Suamiku menatapku penuh manja
Mungkin ia kangen padaku karena sudah lima hari matanya selalu tertutup.
Tangannya melambai, mengisyaratkan aku untuk memegang tangannya erat.
Setelah aku menghampirinya, ku cium tangannya sambil berkata “Assalammualaikum”, ia pun menjawab salamku dengan suaranya yang lirih namun penuh dengan cinta.
Aku pun senyum melihat wajahnya.
Lalu ibunya berbicara denganku ”fis, kenalkan ini Desi teman Fikri”.
Aku teringat cerita dari suamiku bahwa teman baiknya pernah mencintainya, perempuan itu bernama Desi dan dia sangat akrab dengan keluarga suamiku, hingga akhirnya aku bertemu juga dengan orangnya.
Aku pun langsung berjabat tangan dengannya, tak banyak aku bicara di dalam ruangan, aku tak mengerti apa yang mereka bicarakan.
Aku sibuk membersihkan dan mengobati luka-luka di kepala suamiku, baru bentar aku membersihkan lukanya, tiba-tiba adik iparku yang bernama dian mengajakku keluar.
Ia minta di temani ke kantin dan suamiku pun mengijinkannya, kemudian aku menemaninya.
Tapi ketika diluar adik iparku berkata “lebih baik kau pulang saja, ada kami yang menjaga abang disini, kau istirahat aja”
Anehnya aku tak di perbolehkan berpamitan denngan suamiku dengan alasan abang harus banyak beristirahat dan karena psikologisnya masih labil.
Aku berdebat dengannya mempertanyakan mengapa aku tidak di izinkan berpamitan dengan suamiku.
Tapi tiba-tiba ibu mertuaku datang menghampiriku dan ia juga mengatakan hal yang sama .

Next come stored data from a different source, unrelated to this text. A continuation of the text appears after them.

Issue #1567, opened 2019-08-08
Remove .NETCore <3.0 as SupportedTargetFrameworks for WinForms and WPF


vatsan-madhavan:
This issue tracks WPF's portion of the work. 

-- 

@etbyrd commented on [Thu Jul 18 2019](https://github.com/dotnet/sdk/issues/3438)

The Project System needs a way to know the correct SupportedTargetFrameworks for WinForms and WPF projects so we can display the correct TFM's in the property pages. 

Is it possible that this can be done on the SDK side?

https://github.com/dotnet/project-system/issues/5010

cc @nguerrera 

---

@nguerrera commented on [Thu Jul 18 2019](https://github.com/dotnet/sdk/issues/3438#issuecomment-513017079)

cc @vatsan-madhavan @rladuca

---

@nguerrera commented on [Thu Jul 18 2019](https://github.com/dotnet/sdk/issues/3438#issuecomment-513017129)

cc @dsplaisted 

---

@nguerrera commented on [Thu Jul 18 2019](https://github.com/dotnet/sdk/issues/3438#issuecomment-513018706)

Today we have a static list of supported TFMs here:

https://github.com/dotnet/sdk/blob/master/src/Tasks/Microsoft.NET.Build.Tasks/targets/Microsoft.NET.SupportedTargetFrameworks.props

What I'm thinking is that the WindowsDesktop SDK could override this somehow to remove the target frameworks that it doesn't support.

Simplest form of that would be to do some `Removes` but then I think we want no versions of .NET Standard to be supported, and then we'd have a maintenance problem when say .NETStandard 2.2 came out and wasn't yet removed. 

Another way would be for WindowsDesktop SDK to remove all and have its own fixed allow-list. But then it is in the business of taking an update for every version.

Finally, we could make the list above dynamic based on whether the WindowsDesktop SDK has set certain props.

What do you all think would be best?

---

@vatsan-madhavan commented on [Thu Jul 18 2019](https://github.com/dotnet/sdk/issues/3438#issuecomment-513019026)

I don't understand the request for the SDK. 

We already have logic for handling  TFM < 3.0 && TargetFrameworkIdentifier==.NETCoreApp. What specifically is being requested here? 

[...]

PR #1578, opened 2019-08-08
 Remove unsupported TFM's from SupportedTargetFramework.

vatsan-madhavan:
- Addresses #1567
- Completes work started in https://github.com/dotnet/sdk/issues/3438
- Removes unsupported TFM's from SupportedTargetFramework.

### DIFF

Nantinya dia akan memberikan alasan pada suamiku mengapa aku pulang tak berpamitan padanya, toh suamiku selalu menurut apa kata ibunya, baik ibunya salah ataupun tidak, suamiku tetap saja membenarkannya.
Akhirnya aku pun pergi meninggalkan rumah sakit itu dengan linangan air mata.
Sejak saat itu aku tidak pernah diizinkan menjenguk suamiku sampai ia kembali dari rumah sakit.dan aku hanya bisa menangis dalam kesendirianku. Menangis mengapa mereka sangat membenciku.
Hari itu, aku menangis tanpa sebab.
Yang ada di benakku aku takut kehilangannya, aku takut cintanya di bagi dengan yang lain.
Pagi itu, saat aku membersihkan perkarangan rumah kami, suamiku memanggilku ke taman belakang, ia baru saja selesai sarapan, ia mengajak duduk di ayunan favorit kami sambil melihat ikan-ikan yang bertaburan di kolam mancur itu.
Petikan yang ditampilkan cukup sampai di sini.